Janice DiPietro-Managing Partner Tatum LLC
Janice DiPietro

by Rick Telberg

In a world of “persistent uncertainty,” the ability to remain nimble, to detect oncoming events, to learn quickly from experience and to respond with agility may mean the difference between success or failure for a business, according to a leading CFO strategist.

“There are more questions than answers,” says Janice DiPietro, national managing partner of consulting services at Tatum LLC, the CFO services provider now owned by Spherion Corp., the staffing agency.

Just to name a few:

  • Will the economy “double-dip?”
  • Which way will unemployment rate tick next?
  • How long will consumer demand stay slack?
  • Is the housing market coming back, ever?
  • How will the first wave of healthcare reforms be felt? and
  • What about the fallout from Tuesday’s election?

Many corporations are already “knee-deep in 2011 planning and budgeting,” she says.

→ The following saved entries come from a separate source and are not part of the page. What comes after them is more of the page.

PR #97234, opened 2026-08-28
fix: make delegation retries idempotent and isolate MCP breaker

ugoi:
## Summary
- recover the original child handle when a launch acknowledgement is lost and the same correlation ID is retried
- serialize overlapping admission, reject changed requests, and clean up failed submissions
- classify MCP reachability from transport/RPC completion rather than rendered tool/application errors
- preserve breaker charging for EOF, timeout, connectivity, dead-stdio, disconnected-session, and backend exceptions

## Verification
- delegation baseline: 5 passed, 4 failed; fixed: 9 passed
- delegation relevant regression suite: 136 passed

So it may be a perfect time to plan for the unexpected.

But for CPA finance and accounting executives, planning for uncertainty may go against their grain, DiPietro says. “We’re used to cold, hard, concrete facts and numbers. When you start to think about the ‘what-if’s’ in addition to the ‘what is’, you stretch your comfort zones.”

For some companies and their finance functions, reworking the planning process could involve a deep dive into the data and information reporting systems. It requires continuous monitoring and an organization attuned to constant learning and re-learning. “Are we getting the right data to make decisions?” she says. “Are the things that affected our planning last year and the year before in the system today?

“If we’re doing things in this planning cycle the same way we’ve been doing it for years, then we probably need to step back and take a look at the process,” she says. “The world has changed. Have we?”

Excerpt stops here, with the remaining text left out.